Crazedwraith wrote:Captain Seafort wrote:Eternal_Freedom wrote:Given the lack of visible damage, most likely the shield. Plus, the entire Rebel fleet turned away drastically to avoid hitting the DSII shield, so I tihnk it's reasonable to infer that hitting active shields is a bad thing.
We can do more than infer. From the novel:
RotJ, p168 wrote:Three flanking X-wings nicked the invisible deflector shield, spinning out of control, exploding in flames along the shield surface.
Or you know, the fact that that they specifically sent a commando team to take it down? They wouldn't have bothered if you could just fly through it. And that they specifically had to lower a bit for the shuttle to go through.
I'm kind of shocked there's a question here.
Though, they could and did fly through the DS1 shield. I'm figuring there are multiple kinds of shields and the Endor one was 'nothing gets through' kind of one. I was going to say maybe the trade off was it was double-blind and nothing gets out either but the superlaser clearly could.
A more reasonable conclusion is that it is a power and efficiency problem. The Second Death Star required a truly massive shielding facility powered by its own separate reactor. Perhaps a capital ship would require shields that are not economical to keep attacking fighters out. Given that their turbolasers and defending fighters do a perfectly adequate job against enemy fighters, it isn't worth it to waste energy against fighters on the off chance they can get through. That would lead to you dying even faster against enemy capital ships, which are the largest threat regardless.
Neocronlord's point is an important one. That fighters seem capable of damaging capital ships that aren't already being obliterated by opposing turbolaser fire, meaning their shields are still active. There must be some reason why. Though there is the alternative that fighters are instead hitting weak points in shielding rather than flying through it directly. That could also be the case in many scenarios.
Captain Seafort wrote:
Blame Brian Young. For years he's been using one instance of velocity-dependant permeability, in which it was explicitly stated that that characteristic was a design feature to improve the mobility of a shielded ground-contact vehicle, to claim that all shields are similarly permeable unless otherwise stated.
Though there is the problem that we see other cases in which the same thing appears to occur, with several cases in Clone Wars in which it appears to be happening to some degree. It would also nicely explain the case of Executor's destruction as well as the fact that anyone bothers to actually build and deploy starfighters in major fleet battles in a manner that suggests that are at least somewhat effective.

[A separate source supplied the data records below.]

PR #190, opened 2018-05-05
Output something when no files are reformatted

tiran:
Just executing ``black`` without any argument does not print any message
to stdout or stderr. It's rather confusing, because the user doesn't
know what happened.

In ``len(sources) == 0`` case, black now prints ``No files
reformatted``.


tiran:
Is the message ok with you or would you prefer something like ``Nothing to do!``? Let the bike shedding begin!

tiran:
YOLO :)

Issue #198, opened 2018-05-09
Standardize case for string prefixes


JelleZijlstra:
In implementing a fix for #188 it occurred to me that black could also standardize the case of string literal prefixes (presumably to lowercase). For example, change `R"string"` to `r"string"`.

@ambv is this something you'd be open to doing?

ambv:
Yes, that's an obvious omission from our previous standardization. Fortunately way fewer people actually use upper-case string prefixes :)

cc @zsol

JelleZijlstra:
Sounds good, I can implement this in #199.

PR #199, opened 2018-05-09
Remove u prefix if unicode_literals is present

### LINKED ISSUE #188: Don't use u"..." in Python 2.7 when there's `from __future__ import unicode_literals`
Since all literals will be unicode in this case, it should be fine to just use normal double quoted strings rather than prefix them with `u`.

Operating system: CentOS7
Python version: 3.6
Black version: 18.4a4

JelleZijlstra:
Fixes #188, #198.

### DIFF
--- a/black.py
+++ b/black.py
@@ -2357,6 +2357,44 @@ def is_python36(node: Node) -> bool:
     return False
 
 
+def get_future_imports(node: Node) -> Set[str]:
+    """Returns a set of __future__ imports in the file."""
+    imports = set()
+    for child in node.children:
+        if child.type != syms.simple_stmt:
+            break
+        first_child = child.children[0]
+        if isinstance(first_child, Leaf):
+            # Continue looking if we see a docstring; otherwise stop.
+            if (
+                len(child.children) == 2
+                and first_child.type == token.STRING
+                and isinstance(child.children[1], Leaf)
+                and child.children[1].type == token.NEWLINE
+            ):
+                continue
+            else:
+                break
+        elif isinstance(first_child, Node) and first_child.type == syms.import_from:
+            module_name = first_child.children[1]
+            assert isinstance(module_name, Leaf)
+            if module_name.value == "__future__":
+                for import_from_child in first_child.children[3:]:
+                    if isinstance(import_from_child, Leaf):
+                        if import_from_child.type == token.NAME:
+                            imports.add(import_from_child.value)
+                    elif isinstance(import_from_child, Node):
+                        assert import_from_child.type == syms.import_as_names
+                        for leaf in import_from_child.children:
+                            if isinstance(leaf, Leaf) and leaf.type == token.NAME:
+                                imports.add(leaf.value)
+            else:
+                break
+        else:
+            break
+    return imports
+
+
 PYTHON_EXTENSIONS = {".py"}
 BLACKLISTED_DIRECTORIES = {
     "build", "buck-out", "dist", "_build", ".git", ".hg", ".mypy_cache", ".tox", ".venv"
--- a/black.py
+++ b/black.py
@@ -1207,8 +1207,7 @@ class LineGenerator(Visitor[Line]):
             else:
                 normalize_prefix(node, inside_brackets=any_open_brackets)
                 if node.type == token.STRING:
-                    if self.remove_u:
-                        normalize_string_prefix(node)
+                    normalize_string_prefix(node, remove_u=self.remove_u)
                     normalize_string_quotes(node)
                 if node.type not in WHITESPACE:
                     self.current_line.append(node)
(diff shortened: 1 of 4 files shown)


JelleZijlstra:
The CI failure looks like a flake (it got stuck for whatever reason).

black.py
```diff
@@ -409,7 +409,8 @@ def format_str(src_contents: str, line_length: int) -> FileContent:
     """
     src_node = lib2to3_parse(src_contents)
     dst_contents = ""
-    lines = LineGenerator()
+    future_imports = get_future_imports(src_node)
```
ambv: We should rather move `py36 = ...` here. If the file is 3.6+ we don't even have to look at the future imports then.

black.py
```diff
@@ -2125,6 +2128,22 @@ def normalize_prefix(leaf: Leaf, *, inside_brackets: bool) -> None:
     leaf.prefix = ""
 
 
+def normalize_string_prefix(leaf: Leaf, remove_u: bool = False) -> None:
+    """Lowercases all string prefixes.
```
ambv: Use imperative verb forms. "Make all string prefixes lowercase."

black.py
```diff
@@ -1138,6 +1139,7 @@ class LineGenerator(Visitor[Line]):
     in ways that will no longer stringify to valid Python code on the tree.
     """
     current_line: Line = Factory(Line)
+    remove_u: bool = False
```
ambv: I would call this field `remove_u_prefix`. `LineGenerator` deals with all nodes, so what "u" means here is not obvious.

black.py
```diff
@@ -2357,6 +2376,44 @@ def is_python36(node: Node) -> bool:
     return False
 
 
+def get_future_imports(node: Node) -> Set[str]:
+    """Returns a set of __future__ imports in the file."""
```
ambv: Again, imperative form.

black.py
```diff
@@ -2357,6 +2376,44 @@ def is_python36(node: Node) -> bool:
...
+    for child in node.children:
+        if child.type != syms.simple_stmt:
+            break
+        first_child = child.children[0]
+        if isinstance(first_child, Leaf):
+            # Continue looking if we see a docstring; otherwise stop.
+            if (
+                len(child.children) == 2
+                and first_child.type == token.STRING
+                and isinstance(child.children[1], Leaf)
```
ambv: This isinstance check is unnecessary. If the `type` is equal to `token.NEWLINE`, it's got to be a leaf.

black.py
```diff
@@ -2357,6 +2376,44 @@ def is_python36(node: Node) -> bool:
...
+                and child.children[1].type == token.NEWLINE
+            ):
+                continue
+            else:
+                break
+        elif isinstance(first_child, Node) and first_child.type == syms.import_from:
```
ambv: Does mypy need this `isinstance` check? If it's not a Leaf (we're in the elif portion after all), it's got to be a Node.

black.py
```diff
@@ -2357,6 +2376,44 @@ def is_python36(node: Node) -> bool:
...
+            module_name = first_child.children[1]
+            assert isinstance(module_name, Leaf)
```
ambv: That might not be true. For example:
```
from a.b.c import X
```
a.b.c here is a Node of type `syms.dotted_name`.

Fold this into the `if` check below.

black.py
```diff
@@ -2357,6 +2376,44 @@ def is_python36(node: Node) -> bool:
     return False
 
 
+def get_future_imports(node: Node) -> Set[str]:
```
ambv: I find that the number of isinstance checks here makes the function harder to read than necessary. I wonder if we can do anything to minimize those checks.

black.py
```diff
@@ -2357,6 +2376,44 @@ def is_python36(node: Node) -> bool:
...
+                for import_from_child in first_child.children[3:]:
+                    if isinstance(import_from_child, Leaf):
+                        if import_from_child.type == token.NAME:
+                            imports.add(import_from_child.value)
+                    elif isinstance(import_from_child, Node):
+                        assert import_from_child.type == syms.import_as_names
+                        for leaf in import_from_child.children:
+                            if isinstance(leaf, Leaf) and leaf.type == token.NAME:
+                                imports.add(leaf.value)
+            else:
```
ambv: If you reversed the if/else logic here, you would save one indentation level.

black.py
```diff
@@ -2357,6 +2376,44 @@ def is_python36(node: Node) -> bool:
...
+                break
+        else:
```
ambv: Same here about saving an indenatation level.

black.py
zsol: Because we want to strip that `u` in 3.6+ code, right?

ambv: Yes, why keep it for code that has f-strings et al.

black.py
JelleZijlstra: Mypy made me add some but I think I overdid it. Your other comments helped me find a few unnecessary ones, so I think it's better now.

black.py
JelleZijlstra: I think in this case it would make the structure of the function less obvious. It makes more sense to me to keep the block looking for docstrings and the one looking for import from nodes at the same indentation.

black.py
JelleZijlstra: Good catch, I added a test case for this.

black.py
JelleZijlstra: I just made it do the removal in 3.6-only code, but really of course it should do it in all Python 3-only code. Black currently doesn't have functionality for detecting whether any Python 3 feature is used, and adding that seems a bit too big for this PR. Of the top of my head, we could look for: annotations, class keyword arguments, keyword-only arguments, async/await, print as a function without a future import, extended unpacking.

PR #200, opened 2018-05-09
Adding Jupyter Notebook magic command

csurfer:


ambv:
Thanks, this is helpful! :-)

PR #202, opened 2018-05-10
Check for broken symlinks before checking file data

miggaiowski:
New unit test fails without the check in the code, passed afterwards.

### DIFF
--- a/black.py
+++ b/black.py
@@ -2494,7 +2494,7 @@ def gen_python_files_in_dir(path: Path) -> Iterator[Path]:
 
             yield from gen_python_files_in_dir(child)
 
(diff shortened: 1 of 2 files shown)


miggaiowski:
@zsol: That would require passing the report object down to that function, or passing the quiet param. Do you think it's that necessary?

ambv:
Thanks for the new test! For the actual fix, instead of adding an `exists()` in a hidden place in cache handling, we should fix even attempting to add this broken symlink to the list of files.

You can change line 2497 to just say `elif child.is_file() and child.suffix in PYTHON_EXTENSIONS:`. `is_file()` returns False for broken symlinks.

Though I would argue that it only works properly when the shields are already weakened to some degree in the majority of cases. Notice that battle droids only tried walking through the Gungan shields after bombarding it first and seeing it noticeably falter, with the droid commander apparently ordering a cease fire once the shields had been suffeciently weakened for a ground attack. While that is not the case against the first Death Star, or Hoth or Droidika shields, those are likely weaker at the seams due to the way they operate. The First Death Star has notably weaker defenses, Hoth had rerouted power to oppose an Imperial bombardment rather than a ground assault(given that Reikan ordered preperations for one immediately), and droidika shields are relatively weak due to size limitations.

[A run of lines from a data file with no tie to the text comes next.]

PR #2854, opened 2022-02-01
Isolate command line tests for notebooks from user-level config

freud14:
### Description

Following https://github.com/psf/black/pull/2851 but for tests on Jupyter Notebooks.

### Checklist - did you ...

- [X] Add a CHANGELOG entry if necessary? -> n/a
- [X] Add / update tests if necessary? -> n/a

### DIFF
--- a/tests/test_ipynb.py
+++ b/tests/test_ipynb.py
@@ -24,6 +24,8 @@ pytest.importorskip("tokenize_rt", reason="tokenize-rt is an optional dependency
 
 JUPYTER_MODE = Mode(is_ipynb=True)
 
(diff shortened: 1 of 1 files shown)


JelleZijlstra (commented):
This looks good, but I think @ichard26 wanted to put up a more general solution in the test framework. This solution is fragile because we could easily forget the argument in some future test.

freud14:
> This looks good, but I think @ichard26 wanted to put up a more general solution in the test framework. This solution is fragile because we could easily forget the argument in some future test.

Yes indeed. Just close this if you decide that way.

JelleZijlstra:
Let's just merge this for now and change it in the future if we go with the more general solution.

PR #2874, opened 2022-02-08
Copy over comments when hugging power ops 

ichard26:
### Description

Otherwise they'd be deleted which was a regression in 22.1.0 (oops! my bad!). Also type comments are now tracked in the AST safety check on all compatible platforms to error out if this happens again.

Overall the line rewriting code has been rewritten to do "the right thing (tm)", I hope this fixes other potential bugs in the code (fwiw I got to drop the bugfix in blib2to3.pytree.Leaf.clone since now bracket metadata is properly copied over).

cc @henryiii


JelleZijlstra:
This needs to go into `--preview`: "The same code, formatted with the same options, will produce the same output for all releases in a given calendar year."

ichard26:
ohhhh for goodness sake why does this bugfix have to change formatting, cool I'll have to lock most of subfixes under preview which is frustrating.

JelleZijlstra (approved):
Thanks for figuring this out! I think we should merge this despite the stability policy, but add a note to the stability policy docs about it. I can do that in a separate PR.

JelleZijlstra:
A principled way to defend this under the stability policy would be to distinguish between two cases: running Black on a codebase that's already Black-formatted (under an earlier version), and running Black on a non-formatted codebase. This PR only affects the second case, but stability is most important for the first case.

JelleZijlstra:
Done in #3155

JelleZijlstra (approved):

Batman wrote:Or maybe that WAS the shield and they managed to penetrate it due to shield-on-shield interaction. 'We're passing through the magnetic field, set deflectors to double front.' That's always been my interpretation anyway.
Alternatively, the main shields of the DS1 were ray shields while the one protecting the DS2 was particle/both. Speculation: Ray shields you can physically pass through and live (if you're shielded yourself). Particle shields: you go splat.
I would also suggest that this is the key to how fighters can occasionally pass through shields, by using their own shields to fool the system into letting them pass through. Remember how theater shields work? People can pass through them because of ground contact, fooling the sensors into treating the person as part of the ground. Presumably starfighters can do the same thing against capital ships in the right circumstances.
Or it is just an efficiency problem. The first Death Star never expected a fighter attack to be a serious threat, and so build a cheaper shield grid to allow more power to be rerouted to charging the superlaser. Many capital ships could similarly do the same thing.